WORK INSTRUCTIONS.
What you return should be the lines of the data containing "passing", each in full.

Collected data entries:
[Start of section]
Issue #15963, opened 2021-10-14
Appium2.0: JWP responses within a W3C session


rillgen-saucelabs:
## The problem

When running tests using ChromeDriver some commands such as `/url` and `/title` return a JWP response (i.e. containing the `status` field) although the session is created as W3C.

## Environment

* Appium version (or git revision) that exhibits the issue: 2.0.0-beta.18
* Last Appium version that did not exhibit the issue (if applicable):
* Desktop OS/version used to run Appium: macOS
* Node.js version (unless using Appium.app|exe): v12.22.7
* Npm or Yarn package manager:
* Mobile platform/version under test: Android
* Real device or emulator/simulator: Simulator
* Appium CLI or Appium.app|exe: cli

## Details

The session creation and session close commands return as W3C, seems to be affecting only commands ran by the chromedriver. Same version of chromedriver works as expected with appium server v1.18.3.

## Link to Appium logs

https://gist.github.com/rillgen-saucelabs/d2beb99c8d9aec4cde3d4a77ec915222

## Code To Reproduce Issue [ Good To Have ]

Here is a dump of the requests and responses in HAR format: https://gist.github.com/rillgen-saucelabs/dbd5f347c8154d25cd23289983c5064b

rillgen-saucelabs:
I'm using the same version of chromedriver `83.0.4103.39` in appium server v1.18.3 and it returns W3C responses as expected. The binary I'm using for the v1.18.3 is the one embeded in the Appium app, while for the Appium 2.0 test I've installed the CLI and I'm passing the chromedriver location [downloaded from googleapis.com](https://chromedriver.storage.googleapis.com/chromedriver-83.0.4103.39/chromedriver_mac64.zip) using the `appium:chromedriverChromeMappingFile` and `appium:chromedriverExecutableDir` as default capabilities.

Here are the logs for the appium 1.18.3 server running the same test which returns all responses as W3C: https://gist.github.com/rillgen-saucelabs/a372329c385327e3ed94b4a4558b9d2f

I also tried passing the `{"appium:chromeOptions": {"w3c": true}}` capability (which I think it is default anyways) but it made no difference. Maybe the appium server v2.0.0 is not passing this to the chrome driver?

rillgen-saucelabs:
[...]

PR #16175, opened 2021-11-29
refactor(base-driver): Always assume the returned responses are in W3C format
[End of section]
ANSWER FOR THE TASK.
I'm using the same version of chromedriver `83.0.4103.39` in appium server v1.18.3 and it returns W3C responses as expected. The binary I'm using for the v1.18.3 is the one embeded in the Appium app, while for the Appium 2.0 test I've installed the CLI and I'm passing the chromedriver location [downloaded from googleapis.com](https://chromedriver.storage.googleapis.com/chromedriver-83.0.4103.39/chromedriver_mac64.zip) using the `appium:chromedriverChromeMappingFile` and `appium:chromedriverExecutableDir` as default capabilities.
I also tried passing the `{"appium:chromeOptions": {"w3c": true}}` capability (which I think it is default anyways) but it made no difference. Maybe the appium server v2.0.0 is not passing this to the chrome driver?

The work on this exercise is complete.